Are you ordering tea?  That would be _pro*szę* herbat*ę*_.


----------



## Drakonica

a cup of tea, please - proszę / poproszę herbatę
tea, please - proszę / poproszę herbatę / herbaty (some of...)
are you ordering tea? - zamawiasz herbatę?


----------



## Encolpius

How about: Prosisz o herbatę? (it is said in Slovak, it means "would you like some tea?")
I think it does not work in Polish.


----------



## zaffy

It doesn't work.
Chcesz herbatę/herbaty?

'Herbatę' is I believe the correct form but many say 'herbaty', including me.


----------



## vianie

zaffy said:


> It doesn't work.


So this is not correct?



Encolpius said:


> it is said in Slovak, it means "would you like some tea?"
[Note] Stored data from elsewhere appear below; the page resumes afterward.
PR #180, opened 2021-04-07
Remove unsound option dopartial

### LINKED ISSUE #179: Remove unsound option `dopartial`
The option `dopartial` does a run of CIL's partial evaluation before starting Goblint.
**Unfortunately this partial evaluation of CIL is unsound (as uncovered by @keremc), even for simple programs:** 

```
int main(void)
{
    int x = 42;
    int *p = &x;
    *p = 0;
    int y = x;
    assert(y == 42); // FAIL!
}
```

is transformed into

In a "Slovakised" Polish it would rather be _Prosisz sobie herbatę?_


----------



## zaffy

vianie said:


> So this is not true?


"Prosisz o herbatę" doesn't work at all while ordering tea/asking someone to serve tea.  
You could say:
Proszę herbatę.
Herbatę proszę.
Poproszę herbatę.

However, it works as a present tense form. 
"Jak często prosisz o herbatę?"


----------



## Henares

vianie said:


> So this is not correct?


“poproszę o filiżankę herbaty” is perfect Polish, but I’d rather expect something like this in books, not in real-life conversations . Probably, because most Poles drink tea from glasses.


----------



## Drakonica

zaffy said:


> 'Herbatę' is I believe the correct form but many say 'herbaty', including me.


"Herbaty" is correct too. It's "dopełniacz cząstkowy":
dopełniacz cząstkowy - Poradnia językowa PWN

You can use this form, when you don't want all pot / bottle of tea or all loaf of bread but only some of them.


----------



## jasio

What is a specific context? 
The most naturally sounding phrase may differ depending on the relation between the person asking and the person asked, as well as the overall setup. Does someone ask if they should make a tea for you, or are you both in a cafe and they are urging you to decide because the waiter is waiting, or does the waiter (or whoever else) confirm if he had heard you correctly? Or, perhaps, the scenario is entirely different?


----------



## Encolpius

There is no specific context, I just wanted to check if a grammatical phenomenon which works in Slovak (and Hungarian), but not in Czech, works in Polish, too. Czechs do not say: Prosíš si... either, while 1st sg. works somehow. Thanks. We can close the discussion.


----------



## vianie

Encolpius said:


> Czechs do not say: Prosíš si... either, while 1st sg. works somehow.


You mean 1st person sg, like _Prosím si borůvkovou..?_

When I was a little child, my granny taught my a Hungarian rhyme. With a help of a translator it was like:

_Jónapot, kérem Pesti hírlapot. - Elfogytak. - Akár jónapot._

Sorry for any mistakes, I'm a beginner in Hungarian.


----------



## Encolpius

Vianie, I think a Czech would not say "prosím si", I haven't ever heard, I hear "Prosil bych..."
Thanks for the nice rhyme, a did not know it. it might be: Jó napot, kérek Pesti hírlapot. Elfogytak. Akkor, jó napot.


----------